On the other hand, in the case of carrying out the warm-weaving during tempering in order to further reduce the high temperature relactation loss as in the conventional known art (Japanese Patent Publication No. 3-31841) mentioned above, the material of the present invention is used in the examples. As can be predicted, PC bars with extremely high elongation at break including spot welds with lower high temperature relaxation loss can be obtained.

As described above, the steel of the present invention is a process of tensioning to produce a PHC pile with much improved elongation at break of the spot weld, while maintaining the relamination characteristics at high temperatures as compared with conventional steels. In addition, there is an advantage that there is little possibility of being broken from the bending external force applied to the pile, etc., and the present invention is 7.6 to 8.3%, which is about 2.3 to 2.5 times superior to 3.3% of the elongation at break of the conventional material (Sample-18).
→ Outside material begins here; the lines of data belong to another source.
PR #391, opened 2021-04-20
Optimizes AST iterator

abhikuhikar:
*Issue #, if available:*

*Description of changes:*
Changed AST `iterator()` to use mutable list for optimizing performance. 


almann (approved):
The change is reasonable--how did you test it to make sure it does what you want (even if said perf testing was manual)?

abhikuhikar:
I observed the "wall-clock" for the multiple runs and the previous `iterator()` took about 119 secs on average and the new `iterator()` took about 1.5 secs on average.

There is an advantage that can produce a PC steel bar having a ductility of the spot welds.

1 is a schematic structural diagram of a reinforcing bar for manufacturing a high strength prestressed concrete pile,

(A) is a side view,

(B) is front view.

Figure 2 is a graph showing the change in high temperature relaxation loss according to the Si content of the PC steel bar not added Ti, B, Al.

Figure 3 is a graph showing the difference in elongation at break including spot welds according to the Si content for the present invention material containing Ti, B, Al and a comparative material not containing.
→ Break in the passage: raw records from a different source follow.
PR #392, opened 2021-04-20
Evaluate time literals

abhikuhikar:
*Issue #, if available:*

*Description of changes:*
* Evaluates `TIME` literals.
* Certain assumptions were made which need attention:
      * Output for the time strings is always represented in the format `HH:mm:ss.nnnnnnnnn[xxx]`
      * Refer [DateTimeFormatter](https://docs.oracle.com/javase/8/docs/api/java/time/format/DateTimeFormatter.html) for more information.
      * `TIME '24:00:00'` is valid in `Postgresql` but invalid in `java.time` and hence in `PartiQL`.
      * For example, `TIME (2) '23:59:59.999'` returns `00:00:00.000000000`
      * The `ionValue` for `time` has the `second` field of type `float`

Revision 2:
- Added wrapper class to consolidate TIME/precision logic and preserve precision value of the `TIME`.
- Changed the type of `second` to `decimal` for `ionValue` for `TIME`.
- Added documentation
- [This commit](https://github.com/partiql/partiql-lang-kotlin/pull/392/commits/8210e7b988856f208221d5c2b19666051c986825) preserves the `precision` of the original `time` value instead of using the maximum default value (9) for the `precision` in case the precision is not specified. 
- `TIME '12:12:12.123'`, for example, will now have a precision of 3 instead of 9.

Revision 3: 
 - Changed inference of precision from time string instead of `nano` int. 
 - Removed the default `precision` as max `precision` for `TIME`.
 - Added checks for range of values in `Time.Of(..., ...)` method.


lang/src/org/partiql/lang/eval/Scalar.kt
```diff
@@ -50,6 +52,20 @@ interface Scalar {
...
+     * To get the time with timezone value, use [timeWithTimezoneValue] which returns an instance of [OffsetTime]
+     */
+    fun timeValue(): LocalTime? = null
+
+    /**
+     * Returns this value as a [OffsetTime] or `null` if not applicable.
+     * This operation is only applicable for [ExprValueType.TIME] with timezone offset.
+     */
+    fun timeWithTimezoneValue(): OffsetTime? = null
+
```
almann, line 68: Would it be more appropriate to return a variant type for both of these modalities?  Or if we have to capture precision, we return our time wrapper that has the capability to return these modes.

lang/src/org/partiql/lang/syntax/SqlParser.kt
```diff
@@ -710,13 +709,13 @@ class SqlParser(private val ion: IonSystem) : Parser {
...
+                val precision = min(children[0].token?.value?.numberValue()?.toInt() ?: MAX_PRECISION_FOR_TIME, MAX_PRECISION_FOR_TIME)
                 val time = LocalTime.parse(timeString, DateTimeFormatter.ISO_TIME)
                 DateTimeType.Time(time.hour, time.minute, time.second, time.nano, precision, null, metas)
             }
             TIME_WITH_TIME_ZONE -> {
                 val timeString = token!!.text!!
-                val precision = min(children[0].token?.value?.numberValue()?.toInt() ?: DEFAULT_PRECISION_FOR_TIME, DEFAULT_PRECISION_FOR_TIME)
+                val precision = min(children[0].token?.value?.numberValue()?.toInt() ?: MAX_PRECISION_FOR_TIME, MAX_PRECISION_FOR_TIME)
                 val time = OffsetTime.parse(timeString)
                 DateTimeType.Time(time.hour, time.minute, time.second, time.nano, precision, time.offset.totalSeconds/60, metas)
```
almann, line 720: Some copy/paste that should be avoided--it might be worth capturing a time wrapper of some sort to push this logic outside of the parser or evaluator.

lang/src/org/partiql/lang/util/ExprValueFormatter.kt
```diff
@@ -49,6 +52,9 @@ class ConfigurableExprValueFormatter(private val config: Configuration) : ExprVa
 
                 DATE                                       -> out.append(value.scalar.dateValue().toString())
 
+                TIME                                       -> out.append("${ value.scalar.timeWithTimezoneValue()?.format(DateTimeFormatter.ofPattern("HH:mm:ss.nnnnnnnnnxxx")) 
+                                                                            ?: value.scalar.timeValue()?.format(DateTimeFormatter.ofPattern("HH:mm:ss.nnnnnnnnn")) }")
```
almann, line 56: This looks like something that should be in a utility function (or maybe that wrapper type I mentioned).

lang/src/org/partiql/lang/util/UtilityExtensions.kt
```diff
@@ -0,0 +1,25 @@
...
+package org.partiql.lang.util
+
+import java.time.ZoneOffset
+import kotlin.math.absoluteValue
+
+/**
+ * Returns the string representation of the [ZoneOffset] in HH:mm format.
+ */
+fun ZoneOffset.getOffsetHHmm(): String {
+    return "${if(totalSeconds >= 0) "+" else "-"}${(totalSeconds / 3600).absoluteValue.toString().padStart(2, '0')}:${((totalSeconds / 60) % 60).absoluteValue.toString().padStart(2, '0')}"
```
almann, line 24: Let's break this up into a few lines with variables and less magic numbers (particularly that `60`)

lang/test/org/partiql/lang/eval/EvaluatingCompilerDateTimeTests.kt
```diff
@@ -1,13 +1,42 @@
+/*
+ * Copyright 2019 Amazon.com, Inc. or its affiliates.  All rights reserved.
```
almann, line 2: Remove the copyright date especially since it's not 2019.

lang/test/org/partiql/lang/eval/EvaluatingCompilerDateTimeTests.kt
```diff
@@ -34,4 +63,187 @@ class EvaluatingCompilerDateTimeTests : EvaluatorTestBase() {
...
+
+    private fun createIonTimeStruct(value: Time): IonStruct =
+        ion.newEmptyStruct().apply {
+            add("hour", ion.newInt(value.hour))
+            add("minute", ion.newInt(value.minute))
+            add("second", ion.newFloat( value.second + value.nano * 10.0.pow(-9)))
+            add("timezone_hour", ion.newInt(value.tz_minutes?.div(60)))
+            add("timezone_minute", ion.newInt(value.tz_minutes?.rem(60)))
+            addTypeAnnotation("\$partiql_time")
+        }
```
almann, line 75: Is this literally mirroring the equivalent code in `ExprValue` somewhere?

lang/test/org/partiql/lang/eval/EvaluatingCompilerDateTimeTests.kt
```diff
@@ -34,4 +63,187 @@ class EvaluatingCompilerDateTimeTests : EvaluatorTestBase() {
...
+        override fun getParameters() = listOf(
+            case("TIME '00:00:00.000'", "00:00:00.000000000", Time(0, 0, 0)),
+            case("TIME '23:59:59.99999999'", "23:59:59.999999990", Time(23, 59, 59, 999999990)),
+            case("TIME (2) '23:59:59.99999999'", "00:00:00.000000000", Time(0, 0, 0)),
+            case("TIME '00:45:13.840800524'", "00:45:13.840800524", Time(0, 45, 13, 840800524)),
+            case("TIME '05:20:52.015779149'", "05:20:52.015779149", Time(5, 20, 52, 15779149)),
+            case("TIME '23:59:59'", "23:59:59.000000000", Time(23, 59, 59)),
+            case("TIME (12) '12:24:12.123'", "12:24:12.123000000", Time(12, 24, 12, 123000000)),
+            case("TIME (0) '12:59:59.9'", "13:00:00.000000000", Time(13, 0,0)),
+            case("TIME WITH TIME ZONE '00:00:00'", "00:00:00.000000000${LOCAL_TIMEZONE_OFFSET.getOffsetHHmm()}", Time(0,0,0,0,null, LOCAL_TZ_MINUTES)),
```
almann, line 110: This literally changes precision, and I don't think that is right (see earlier comments).

lang/test/org/partiql/lang/eval/EvaluatingCompilerDateTimeTests.kt
```diff
@@ -34,4 +63,187 @@ class EvaluatingCompilerDateTimeTests : EvaluatorTestBase() {
...
+
+    private val RANDOM_GENERATOR = generateRandomSeed()
+
+    private fun generateRandomSeed() : Random {
+        val seed = Random(1).nextInt()
+        println("Randomly generated seed is ${seed}. Use this to reproduce failures in dev environment.")
+        return Random(seed)
+    }
+
+    data class Time(val hour: Int, val minute: Int, val second: Int, val nano: Int = 0, val precision: Int? = null, val tz_minutes: Int? = null) {
```
almann, line 133: The fact that you have this implies that a wrapper type in the library might be appropriate, but I know I sound like a broken record.

lang/test/org/partiql/lang/eval/EvaluatingCompilerDateTimeTests.kt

((Explanation of symbols for main parts of drawing))

1. PC rod 2. Spiral root

3. Spot weld

Claims (4)

C 0.25-0.40wt%, Si 0.8-1.5wt%, Mn 0.60-2.0wt%, P + S 0.040wt% or less, Ti 0.01-0.05wt%, B 0.0005-0.0050wt%, Al 0.010-0.050wt% The steel rod for prestressed concrete having excellent high temperature relamination characteristics, characterized in that the residual portion is made of iron and unavoidable impurities, and the elongation at break including spot welds is 5% or more. The steel bar for prestressed concrete having excellent high temperature relamination characteristics according to claim 1, wherein the steel bar has a tensile strength of 1420 MPa or more. C 0.25 ~ 0.40wt%, Si 0.8 ~ 1.5wt%, Mn 0.60 ~ 2.0wt%, P + S 0.040wt% or less, Ti 0.01 ~ 0.05wt%, B 0.0005 ~ 0.0050wt%, Al 0.010 ~ 0.050wt%, A steel bar for prestressed concrete having excellent high temperature relaxing properties, containing Cr 0.02 to 0.30wt%, the remainder being made of iron and unavoidable impurities, and having an elongation at break of not less than 5% including spot welds. 4. The steel bar for prestressed concrete having excellent high temperature relamination characteristics according to claim 3, wherein the steel bar has a tensile strength of 1420 MPa or more.